3. Moving to the Real World as Deep Learning Eats Autonomous Driving

One of the most visible applications promised by the modern resurgence in machine learning is self-driving cars. Automobiles are probably the most dangerous modern technology to be accepted and taken in stride as an everyday necessity, with annual road traffic deaths estimated at 1.25 million worldwide by the World Health Organization. Pinning down the economic impacts of autonomous vehicles is difficult, but conservative estimates range from $190 to $642 billion per year in the US alone.

Modern autonomous driving has origins in projects like ALVINN controlling the Carnegie Mellon autonomous driving testbed NAVLAB and Ernst Dickmann’s work at Bundeswehr University in the 1980s and 1990s. Many of the components of those projects might seem familiar to modern self-driving developers: ALVINN utilized a neural network to predict turn curvature from a 30×32 video feed and laser rangefinder inputs. To get around computing bottlenecks, Dickmann’s dynamic vision system focused computation on predefined areas of images based on expected importance, a concept very similar to neural attention in modern networks.

Many of the innovations coming out of the self-driving cars of the 1980s and 1990s were necessary to overcome bottlenecks in data throughput or processing. More recently, that availability of computing power is no longer the bottleneck and the main challenges to overcoming the last 10% or so of challenges for full automobile autonomy are related to ensuring training data reliability and handling unusual edge cases effectively.

The success of neural networks in computer vision tasks makes those an obvious job for deep learning, and a typical engineering approach might combine deep learning for vision with other learned or hard-coded modules to handle all aspects of driving. Increasingly, instead of designing and training separate individual models that must be coerced to work together by many talented engineers, autonomous driving developers are relying on clever models with high-quality training data and carefully thought out objective functions to learn a more comprehensive set of skills for driving. If we imagine the state of the self-driving technology stack and the direction the field is going, it might look something like the following block diagram.

4. Conclusions: When Can You Expect Your Car to Pick You Up?
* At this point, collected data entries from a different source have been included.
PR #315, opened 2015-10-02
Don't set the usermode field if blank

LemonBoy:
Fixes FS#919


dequis:
Proper link to the bug: http://bugs.irssi.org/index.php?do=details&task_id=919

The patch attached to the original bug is just terrible. This PR is way better. I could nitpick about that `char` vs `const char` but i think it's just fine.

GeertHauwaerts:
The [FS#919](http://bugs.irssi.org/index.php?do=details&task_id=919) has been closed.

PR #318, opened 2015-10-02
Fix the display of utf8 sequences in the gui

LemonBoy:
term_addstr() had a long-standing fixme that suggested it didn't
take into account the string encoding when calculating the string
length.
The BIG5 code path is untested.

### DIFF
--- a/src/fe-text/term-terminfo.c
+++ b/src/fe-text/term-terminfo.c
@@ -522,15 +522,60 @@ void term_add_unichar(TERM_WINDOW *window, unichar chr)
 	}
 }
 
-void term_addstr(TERM_WINDOW *window, const char *str)
+int term_addstr(TERM_WINDOW *window, const char *str)
 {
-	int len;
+	int i, len, raw_len;
+	unichar *tmp;
+	const char *ptr;
 
 	if (vcmove) term_move_real();
-	len = strlen(str); /* FIXME utf8 or big5 */
+
+	raw_len = strlen(str);
+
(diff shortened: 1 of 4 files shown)


src/fe-text/term-terminfo.c
```diff
@@ -522,15 +522,36 @@ void term_add_unichar(TERM_WINDOW *window, unichar chr)
...
+
+	len = 0;
+	raw_len = strlen(str);
+
+	/* The string length depends on the terminal encoding */
+
+	ptr = str;
+
+	if (term_type != TERM_TYPE_BIG5) {
+	    while (*ptr != '\0') {
```
dequis: 4 space indents

dequis:
I heard on irc that one issue with this was that it didn't use wcwidth. Looks like it changed since then, this looks good to me.

src/fe-text/term-terminfo.c
```diff
@@ -522,15 +522,36 @@ void term_add_unichar(TERM_WINDOW *window, unichar chr)
...
-	len = strlen(str); /* FIXME utf8 or big5 */
+
+	len = 0;
+	raw_len = strlen(str);
+
+	/* The string length depends on the terminal encoding */
+
+	ptr = str;
+
+	if (term_type != TERM_TYPE_BIG5) {
```
ailin-nemui: you must check for term_type == TERM_TYPE_UTF8 instead

ailin-nemui:
lets see how this goeas

PR #319, opened 2015-10-02
Flush the dirty buffer to disk

LemonBoy:
Original FS ticket [1]
Original patch [2]

[1] http://bugs.irssi.org/index.php?do=details&task_id=781
[2] http://bugs.irssi.org/index.php?getfile=238


GeertHauwaerts:
The [FS#781](http://bugs.irssi.org/index.php?do=details&task_id=781) has been closed.

PR #320, opened 2015-10-02
Fix warnings

ahf:
Fix some of the warnings we have left before being able to enable -Werror for Travis.


dequis:
Maybe the `type` variable in `cmd_toggle` should be SettingType instead of int (the diff doesn't reach that part to comment on it). They are compatible types so this is just a nitpick because I felt forced to try really hard to find something to complain about. Otherwise, looks good.

dequis:
Could get this one out of the way and merge it.

PR #331, opened 2015-10-06
[WIP] Irssiproxy SSL support

dequis:
Based off a patch from "Christian Sachs", http://bugs.irssi.org/index.php?do=details&task_id=645

I'd like to credit the first commit properly, but couldn't find an email address.

Quoting the ticket:

>I've created this patch (on SVN/r5021) which adds SSL encryption to irssiproxy. (The proxy then acts as a SSL server, the client used to connect to it will need to support SSL.)
>It's been tested on Linux and Mac OS X. Unless someone stumbles upon bugs I've missed, maybe the patch could be merged.
>I know that adding a small wrapper might not be the most elegant solution, but taking a look at the existing irssi SSL code makes it appear pretty client centric;
>I assumed it might be more adequate to add this by changing the proxy code alone, not the basic network code.

[...]

>It's enabled by compiling irssi SSL enabled; encryption then needs a server certificate and can be enabled network-wise.
>One can switch SSL on by adding `:/path/to/certkey.pem` to the `irssiproxy_ports` setting.
>e.g. `/set irssiproxy_ports QuakeNet=7777:/home/user/.irssi/servercert.pem`
>The certificate/key file must contain both cert&key, and be in PEM format. If one is familiar with PKI, obviously a proper cert can be used.
>For basic security, a simple cert/key can be made using the following command: `openssl req -new -x509 -nodes -newkey rsa:2048 -keyout yourcert.pem -out yourcert.pem -days 365`
>(Obviously checking the cert for trustability must be disabled in this case on the client side.)

I just rebased, applied a bunch of style fixes, removed all the openssl ifdefs, simplified code slightly, and fixed the blatantly wrong usage of `SSLv3_server_method()`. Thanks openssl! So intuitive.

Just adding it here to not forget about it (most of this stuff is from a few months ago), and to review it some more.

Not ~~significantly~~ tested, not even significantly reviewed by myself either. The fixes I applied are all low hanging fruit.

Review comment from coekie:

>It seems strange to me that the path to the certificate is per network, and not just one global setting though. Is there really a use for having different certificates for different proxy ports; or only having ssl enabled for some of them?

### DIFF
--- a/src/irc/proxy/dump.c
+++ b/src/irc/proxy/dump.c
@@ -33,37 +33,34 @@
 
 void proxy_send(CLIENT_REC *client, char *d, int l)
 {
-#ifdef HAVE_OPENSSL
 	if(client->listen->use_ssl) {
 		SSL_write(client->ssl, d, l);
-	} else 
-#endif
-		net_sendbuffer_send(client->handle, d, l);
+		return;
+	}
+	net_sendbuffer_send(client->handle, d, l);
 }
 
 int proxy_readline(CLIENT_REC *client, char **str)
 {
-#ifdef HAVE_OPENSSL
 	if(client->listen->use_ssl) {
 		char tmpbuf[2048];
 		int recvlen = 0;
-        
+
 		recvlen = SSL_read(client->ssl, tmpbuf, sizeof(tmpbuf));
 		if(recvlen > 0) {
 			return line_split(tmpbuf, recvlen, str, &client->handle->readbuffer);
 		} else {
 			int err;
 			err = SSL_get_error(client->ssl, recvlen);
-			/* READ/WRITE are not really errors, they just indicate that atm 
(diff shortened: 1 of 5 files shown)


ailin-nemui:
@dequis are you instrested in working on this?

dequis:
Not really, at least not for now, i'd just like to complete it for the sake of completing it, but I have bigger priorities now. Feel free to take over, or ask me again in a month.

ailin-nemui:
- [bdo#655311](https://bugs.debian.org/cgi-bin/bugreport.cgi?bug=655311)

dequis:
This lives in https://github.com/irssi/irssi/tree/orphaned/irssiproxy-ssl now

csachs:
Oh, wow, didn't expect my patch would make it into … or nearly into irssi after 6 years :D
I'd offer help but I'm not an active IRC user anymore … is anything particular missing/not right yet?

The self-driving cars of a few decades ago were ahead of their time, constrained by computational limitations on processing time and data throughput. The major differentiator between then and now is the availability of powerful computational resources. Many researchers point to the stunning performance in the ImageNet Large Scale Visual Recognition Challenge by a convolutional neural network trained on a Graphics Processing Unit (GPU) in 2012 as the spark that ignited the modern resurgence in machine learning, characterized by training big models on big datasets and leveraging the parallel processing power of GPUs. This has fed into a virtuous cycle attracting additional interest and funding, leading to further accomplishments and wider utility domains, and ultimately driving further innovation with new twists on old ideas. There are still plenty of challenges to overcome to achieve fully autonomous vehicles we can trust, and there are sure to be many more exciting and unknown opportunities to solve interesting problems as computational resources continue to improve.

Given the consequences of the combinatorial explosion of messy real-world conditions and the high stakes involved, RL may need fundamental breakthroughs to make fully autonomous driving a reality. Learning how to handle unseen edge-cases, or training high-level imperatives like “the fundamental rule of the road is to get around while causing no harm,” are not things that RL does well. Focusing on correctly identifying a worn or mispainted lane marking, for example, is far less important than teaching a driving agent to anticipate and avoid a cyclist dodging out of the bike lane to avoid a pothole. The learning curve from lane-keeping and identifying obvious and known obstacles to zero-intervention driving is steep, and climbing it properly is the difference between reaping the rewards of technologies like fully autonomous vehicles and catastrophic consequences that postpone that future, perhaps indefinitely.